Custom values from atoms.info, atoms.arrays, calculator results, and explicit info= overrides are stored as molecule-scope properties. Keys listed in atom_keys are stored as atom-scope custom properties. Array shape is not used to infer atom-property scope during ingestion.

atompack.to_ase(molecule, *, attach_calc=True, calc_mode='singlepoint', copy_info=True, copy_arrays=True)[source]¶

Convert an atompack molecule to ase.Atoms.

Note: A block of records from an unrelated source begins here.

Issue #224, opened 2020-05-12
[RFE]  PAM-level integration of prctl(PR_SET_NO_NEW_PRIVS, ...)


vcaputo:
I want to enforce this prctl() at login time in the same spirit of things found in /etc/security/limits.conf.

Would a PR adding a no_new_privs option to modules/pam_limits.c be considered for acceptance upstream?

LMK if this is already supported and I'm just missing something.  What I'm interested in is a user/group-oriented way of forcing PR_SET_NO_NEW_PRIVS @ login time.

t8m:
Do you mean a new item for limits.conf? In that case it should be probably named nonewprivs without underscores to align with the other items. I suppose it should be somewhat acceptable for pam_limits instead of creating a completely new module just for this purpose and duplicating all the user/group matching there.
@ldv-alt @thkukuk  What is your opinion?

vcaputo:
> Do you mean a new item for limits.conf?

Yep!  No opinion here on naming, with or without underscores, doesn't matter to me.  Seems like a trivial patch.

ldv-alt:
On Tue, May 12, 2020 at 04:37:20AM -0700, Tomáš Mráz wrote:
> Do you mean a new item for limits.conf? In that case it should be probably named nonewprivs without underscores to align with the other items. I suppose it should be somewhat acceptable for pam_limits instead of creating a completely new module just for this purpose and duplicating all the user/group matching there.
> @ldv-alt @thkukuk  What is your opinion?

I concur.

PR #225, opened 2020-05-12
modules/pam_limits: add support for nonewprivs

vcaputo:
Expose prctl(PR_SET_NO_NEW_PRIVS) as "nonewprivs" item

The valid values are a boolean toggle 0/1 to keep semi-consistent
with the other numeric limits.  It's slightly awkward as this is
an oddball relative to the other items in pam_limits but outside
of the item value itself this does seem at home in pam_limits.

Fixes https://github.com/linux-pam/linux-pam/issues/224

### DIFF
--- a/modules/pam_limits/limits.conf.5.xml
+++ b/modules/pam_limits/limits.conf.5.xml
@@ -228,6 +228,13 @@
               </listitem>
             </varlistentry>
             <varlistentry>
+              <term><option>nonewprivs</option></term>
+              <listitem>
+                <para>value of 0 or 1; if set to 1 disables acquiring new
+                  privileges by invoking prctl(PR_SET_NO_NEW_PRIVS)</para>
+              </listitem>
+            </varlistentry>
+            <varlistentry>
               <term><option>priority</option></term>
               <listitem>
                 <para>the priority to run user process with (negative
@@ -274,7 +281,8 @@
     <para>
       All items support the values <emphasis>-1</emphasis>,
       <emphasis>unlimited</emphasis> or <emphasis>infinity</emphasis> indicating no limit,
-      except for <emphasis remap='B'>priority</emphasis> and <emphasis remap='B'>nice</emphasis>.
+      except for <emphasis remap='B'>priority</emphasis>, <emphasis remap='B'>nice</emphasis>,
+      and <emphasis remap='B'>nonewprivs</emphasis>.
     </para>
     <para>
       If a hard limit or soft limit of a resource is set to a valid value,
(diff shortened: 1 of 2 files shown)


vcaputo:
I haven't tested this and am not familiar with the linux-pam coding style or conventions at all, but it seems like a reasonable start...

vcaputo:
Ok, my first half-asleep untested attempt at this was comically misguided as I tried sticking the flag in the module-wide ctrl mask, which the eventual testing quickly revealed was doing nothing useful!

It's since been rewritten to be a new item as appropriate.  I gotta say I'm a bit mystified by what's going on in the source code with regards to indentation and whitespace in general.  I have vim setup to visually distinguish tabs from spaces and this file is all over the place.

Some of my changes landed in a region where just tabs are being used, so I tried to be consistent with the surrounding lines.  Elsewhere the changes fell where a mix of 4+4 cumulative 8-space indentations are compressed into a single tab with 4-space fractional tabs filled out as spaces.  I tried to replicate that where appropriate.

With this PR I'm now able put something like the following in /etc/limits/security.conf:
```
web             -       nonewprivs      1
```

and the web user upon login loses the ability to acquire new priveleges.  Running the suid `su` command results in the following:
```
web@iridesce:~$ su
unix_chkpwd[2613]: check pass; user unknown
Password: 
unix_chkpwd[2614]: check pass; user unknown
unix_chkpwd[2614]: password check failed for user (root)
su: Authentication failure
web@iridesce:~$ 
```
Even with the correct root password on hand since `su` lacks the privileges to do the necessary things.  I'm very happy with this, as I use a separate user in a container for my web browsing, and now this user's processes couldn't gain root via su/sudo even if the session somehow managed to sniff my root password (I do still use Xorg after all).

There might be need to bikeshed over the item value, I used a boolean-style 0/1 to disable/enable the nonewprivs.  It seemed like just having nonewprivs present might be appropriate to enable it, but that'd be inconsistent with the other pam_limits items all having a value column, and I guess it's nice to allow retaining existing lines while simply flipping the 1/0 to control its effect, though commenting could achieve the same effect.  *shrug*

Promoting from draft to PR, PTAL, and thanks.

vcaputo:
@ldv-alt Force-pushed w/updated manual, but I assume you mean `pam_limits/limits.conf.5.xml`, thanks!

modules/pam_limits/limits.conf.5.xml
```diff
@@ -227,6 +227,13 @@
                   user with <emphasis>uid=0</emphasis>)</para>
               </listitem>
             </varlistentry>
+            <varlistentry>
+              <term><option>nonewprivs</option></term>
+              <listitem>
+                <para>disable acquiring new privileges by invoking
```
t8m, line 233: please add `value of 0 or 1; if set to 1` ....

vcaputo: Done.

For some reason I'm not receiving email notifications from github for these comments, otherwise I would have updated this quicker.

vcaputo:
Neat, thanks all!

The conversion reads directly from the molecule getters, so it works for both owned and view-backed molecules without going through molecule.atoms(). That keeps the path compatible with lazy SOA-backed molecules, although ASE object creation still requires Python/NumPy allocations.

Mapping rules:

positions and atomic_numbers always become the ASE geometry.
cell and pbc are copied when present.
velocities are attached with atoms.set_velocities(...).
energy, forces, stress, and charges are attached through an ASE calculator when attach_calc=True. calc_mode="singlepoint" preserves ASE’s snapshot semantics, while calc_mode="nocopy" is faster but does not snapshot the atoms state.
Custom properties shaped like per-atom arrays are stored in atoms.arrays when copy_arrays=True.
Remaining custom properties are stored in atoms.info when copy_info=True.

Parameters¶

moleculeatompack.Molecule: Molecule to convert.
attach_calcbool, default=True: Attach supported builtin results through an ASE calculator.
calc_mode{“singlepoint”, “nocopy”, “none”}, default=”singlepoint”: Calculator attachment mode. "singlepoint" uses ASE’s standard snapshotting calculator, "nocopy" skips the internal atoms copy for higher throughput, and "none" suppresses calculator attachment.
copy_infobool, default=True: Copy non-array custom properties into atoms.info.
copy_arraysbool, default=True: Copy per-atom custom arrays into atoms.arrays.

Returns¶

ase.Atoms: Converted ASE object.

atompack.to_ase_batch(source, indices=None, *, attach_calc=True, calc_mode='singlepoint', copy_info=True, copy_arrays=True)[source]¶: Convert many atompack molecules to ASE Atoms efficiently.